Page:Darwin - De la variation des animaux et des plantes sous l'action de la domestication, tome 2, 1868.djvu/59

Cette page a été validée par deux contributeurs.
52
HÉRÉDITÉ.

L’opinion de Naudin, telle qu’il la présente, n’est pas applicable à la réapparition de caractères perdus depuis longtemps par variation ; et elle ne l’est qu’à peine aux races ou espèces qui, après avoir, à quelque époque antérieure, été croisées avec une forme distincte, croisement dont elles ont depuis perdu toutes traces, donnent occasionnellement naissance à un individu qui fait retour à la forme croisante, comme dans le cas des petit-fils au troisième degré de la chienne Sapho. Le cas de retour le plus simple, à savoir, celui d’un métis ou d’un hybride à son grand-parent, peut se relier par une série parfaitement graduée, au cas extrême d’une race pure, recouvrant des caractères qu’elle avait perdus depuis nombre de générations, ce qui doit nous faire admettre que tous les cas doivent avoir quelque commune liaison.

Gärtner paraît croire qu’il n’y a que les plantes hybrides très-stériles qui manifestent une tendance au retour vers leurs formes parentes.
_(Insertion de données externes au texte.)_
PR #718, opened 2023-01-07
[PoC] Dynamic Target Pose Estimator

hadley31:
In the (probably unlikely) event that the game has moving targets, I quickly created this proof of concept class to keep track of dynamic targets. It currently only has the lowest ambiguity strategy, but if today it proves to be worth fleshing out, I will add more.


mdurrani808:
Neat!

PR #732, opened 2023-01-11
Delete EigenCore.h

mdurrani808:
hopefully it is this easy? We'll see if it builds.


shueja-personal (approved):
I assume CI would have failed if this was a bad PR.

PR #734, opened 2023-01-11
Return named type from RobotPoseEstimator

agasser:
This PR is built on #691 to return a named type from RobotPoseEstimator instead of a `Pair`. Named types are more user friendly and they allow for expansion in the future without breaking changes.

One notable change I made is the way the average timestamp is calculated. I question the validity of doing this at all, however, I found that the current solution didn't include the timestamp for each unique tag when more than one tag is visible. I changed this, and updated the unit test. For example, if one camera sees two tags and another sees a single tag, three timestamps should be averaged even though two of them are the same. Previously, only two timestamps were used.


srimanachanta:
> I found that the current solution didn't include the timestamp for each unique tag when more than one tag is visible.

Most of the current "strategies" just conduct some type of filtering before choosing what could be considered the "best" target per that strategy. Because of that, you shouldn't use a rolling average to calculate the timestamp because those states simply aren't being used. The one spot where this isn't the case is the average strategy which I believe we decided was so mega jank that it would require doing pose interpolation to figure out. I would much prefer returning an optional double or null for this as it isn't realistic to get the timestamp of an average position. Alternatively, we can get the position that is closest to the average timestamp and then return that time. Finally, we could map all of the generated positions and interpolate given the position and regenerate upper and lower bounds (inverse interpolation), and then return the timestamp of that position. This would be **mega** useless in the grand scheme of this class.

agasser:
@srimanachanta Right, like I said, I question the validity of doing this at all. I merely reimplemented the intent of the existing behavior.

I see no value in returning any kind of calculated/bogus timestamp for an 'average' pose estimate. That leads me to question if there's any value in the average pose estimate at all. Without a timestamp, I cannot use it with the WPILib pose estimator.

Furthermore, the readings could be from different cameras, and there's no reason to believe they were derived meaningfully near the same time. A couple examples:
- camera 1 pipeline runs at 10 fps, camera 2 run at 20 fps. Every other iteration the average will include an out of date reading from camera 1, skewing any good reading from camera 2.
- camera 1 hangs and stale data is left on the network table. Readings from camera 2 will be averaged with increasingly stale data.

Although these scenarios won't yield new readings if the last reading from camera 1 is the "best", they will yield accurate pose estimates and timestamps that will work fine with WPILib's pose estimator.

srimanachanta:
One potential solution would be to split multi camera into a separate class. It's someone thing that so few teams do or even can do.

agasser:
> can you explain why you want a named type to return data? this exposes an unneeded amount of data to the user that they could just use a call from the camera the pose estimator doesn't need to give a list of pipeline results?

Now that we decided to only support one camera, it will be a named type that returns only the pose estimate and timestamp. I agree returning the results is not necessary. Previously, I was returning to allow the caller to make their own calculation for the timestamp.

I have two primary reasons for a named type:
1. It's easier for callers to work with. Pair `getFirst()` and `getSecond()` provide no hints at what they return, including in the JavaDoc. Having `.estimatedPose` and `.timestampSeconds` is more descriptive, and allows the IDE to show meaningful JavaDoc.
2. A named type supports future enhancement without breaking changes. I went down this rabbit hole because `.update()` currently returns latency, but I need the timestamp. If it had been a named type we could simply add a `.timestampSeconds` field without breaking anyone's existing code.

srimanachanta:
> I went down this rabbit hole because .update() currently returns latency

This was an issue with the code originally, #691 fixes that latency issue. I do see what you mean for named types as it is already something done within photon vision with `PhotonTrackedTarget`

agasser:
> This was an issue with the code originally, #691 fixes that latency issue.

Agreed. That's why I built this CR on top of that one.

photon-lib/src/main/java/org/photonvision/RobotPoseEstimator.java
```diff
@@ -178,41 +182,31 @@ public void setLastPose(Pose2d lastPose) {
...
-        for (Pair<PhotonCamera, Transform3d> p : cameras) {
-            PhotonPipelineResult pipelineResults = p.getFirst().getLatestResult();
-
-            if (pipelineResults.hasTargets()) hasTargets = true;
-
-            cameraResults.add(new CameraResult(p.getFirst(), p.getSecond(), pipelineResults));
-        }
-
-        if (!hasTargets) {
+        PhotonPipelineResult cameraResult = camera.getLatestResult();
```
mcm001, line 190: We should probably be checking to make sure that this result is not the same as the last time we ran the pose estimator, right?

photon-lib/src/main/java/org/photonvision/RobotPoseEstimator.java
```diff
@@ -178,41 +182,31 @@ public void setLastPose(Pose2d lastPose) {
      *     pipeline results used to create the estimate
      */
     public Optional<EstimatedRobotPose> update() {
```
mcm001, line 184: Nit: do we want this class to own a PhotonCamera or just consume PhotonPipelineResults? I kinda feel the latter may be better but idk

photon-lib/src/main/java/org/photonvision/RobotPoseEstimator.java
agasser: It would be a good optimization, but not strictly necessary. If you call `.update()` twice with the same pipeline result, you'll get the same estimate both times. The two estimates will have the same pose _and timestamp_.

Before this PR, where the timestamp was estimated from the latency and current time, you'd end up with a different and less accurate timestamp the second time.

photon-lib/src/main/java/org/photonvision/RobotPoseEstimator.java
agasser: That does make sense, but it also needs the Transform3D for the camera's position. Would you pass that each time?

photon-lib/src/main/java/org/photonvision/RobotPoseEstimator.java
```diff
@@ -41,358 +41,440 @@
 import org.photonvision.targeting.PhotonTrackedTarget;
```
mcm001, line 42:
```suggestion
/**
 * The RobotPoseEstimator class filters or combines readings from all the fiducials visible at a
 * given timestamp on the field to produce a single robot in field pose, using the strategy set
 * below. Example usage can be found in our apriltagExample example project.
 */
```

photon-lib/src/main/native/include/photonlib/RobotPoseEstimator.h
```diff
@@ -59,58 +59,126 @@ class RobotPoseEstimator {
   /**
    * Create a new RobotPoseEstimator.
    *
-   * @param aprilTags A WPILib {@link AprilTagFieldLayout} linking AprilTag IDs
-   * to Pose3ds with respect to the FIRST field.
+   * <p>Example: {@code <code> <p> Map<Integer, Pose3d> map = new HashMap<>();
```
mcm001, line 62: Can't comment, but same suggestion as Java

```
/**
 * A managing class to determine how an estimated pose should be chosen.
 * The RobotPoseEstimator class filters or combines readings from all the
 * fiducials visible at a given timestamp on the field to produce a single robot
 * in field pose, using the strategy set below. Example usage can be found in
 * our apriltagExample example project.
 */
```

photon-lib/src/main/java/org/photonvision/RobotPoseEstimator.java
mcm001: Got it! That makes sense. The new wpilib side *DrivePoseEstimator lets you feed in multiple targets from the same timestamp and it'll average them all so technically this is isn't ideal, but it's fine for now

photon-lib/src/main/java/org/photonvision/RobotPoseEstimator.java
mcm001: Oh I see. I guess not?

mcm001:
@agasser last thing -- can we move the changed robot pose estimator classes to `RobotPoseEstimator2` for now, and deprecate the old ones?

agasser:
> @agasser last thing -- can we move the changed robot pose estimator classes to `RobotPoseEstimator2` for now, and deprecate the old ones?

I'd rather not do that, because the permanent one has a weird name. But I understand the desire for backward compatibility. I think I would prefer to keep and deprecate the old constructors and `update` method, and add a new `getPoseEstimate()` method that returns the named type. An alternative would be a new class name, maybe `PhotonPoseEstimator`. WPILib's pose estimators are named based on what they use to estimate the pose: SwerveDrive, DifferentialDrive, etc.

mcm001:
PhotonPoseEstimator makes sense to me? We can mark everything in RobotPoseEstimator as deprecated and hopefully push people towards using PhotonPoseEstimator

mdurrani808:
If this could be updated in our example code, along with the documentation that would be greatly appreciated.

agasser:
> If this could be updated in our example code, along with the documentation that would be greatly appreciated.

https://github.com/PhotonVision/photonvision-docs/pull/262
C++ still needs attention, but I need help with that.

mcm001:
C++ examples, or on this PR? Happy to help just tell me where

agasser:
@mcm001 Both. This PR needs some C++ attention to port the java changes. Then, the updates from this PR need to get into the C++ docs.

mcm001 (approved):

PR #738, opened 2023-01-14
Switch network management to networkmanager on Linux

mcm001:


mcm001:
Tested Pi and Linux laptop; changed IP and hostname on both. Hostname resolution was 50/50 (yay MDNS), but static works great. Laptop and Pi are both reachable at the new static IP right after assignment, and Pi warns when static IP changed like it should.

mcm001:
We can also use this bash command instead of adding the physicalInterface field:

```
nmcli -g GENERAL.DEVICES con show Wired\ connection\ 1 | while read dev; do nmcli -g GENERAL.IP-IFACE device show "$dev"; done
```

photon-core/src/main/java/org/photonvision/common/configuration/NetworkConfig.java
```diff
@@ -46,37 +59,35 @@ public NetworkConfig(
...
-        HashMap<String, Object> tmp = new HashMap<>();
-        tmp.put("teamNumber", teamNumber);
-        tmp.put("supported", shouldManage());
-        tmp.put("connectionType", connectionType.ordinal());
-        tmp.put("staticIp", staticIp);
-        tmp.put("hostname", hostname);
-        tmp.put("runNTServer", runNTServer);
-        return tmp;
+    public Map<String, Object> toHashMap() {
+        try {
```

Il est peut-être téméraire de douter d’un aussi bon observateur ; mais cette conclusion me paraît erronée ; elle tient peut-être à la nature des plantes qu’il a étudiées, car il admet que cette tendance diffère suivant les genres. Les observations de Naudin contredisent directement son assertion, ainsi que le fait connu que les métis fertiles manifestent cette tendance au plus haut degré, et d’après Gärtner même, beaucoup plus que les hybrides[1].

Gärtner constate en outre que les faits de retour se présentent rarement dans les plantes hybrides provenant d’espèces qui n’ont pas été cultivées, tandis qu’ils sont fréquents chez celles d’espèces cultivées pendant longtemps. Cette conclusion explique une curieuse discordance : Max Wichura[2], qui a observé exclusivement des saules n’ayant pas été soumis à la culture, n’a jamais vu un cas de retour, et va jusqu’à soupçonner Gärtner de n’avoir pas suffisamment abrité ses hybrides contre le pollen des espèces parentes : Naudin, qui, d’autre part, a surtout expérimenté sur les Cucurbitacés et quelques autres plantes cultivées, insiste plus que tout autre auteur sur la tendance au retour de tous les hybrides. La

  1. Bastarderzeugung, p. 438, 582, etc.
  2. Die Bastardbefruchtung… der Weiden, 1865, p. 23. — Gärtner, Bastarderzeugung, p. 474, 582.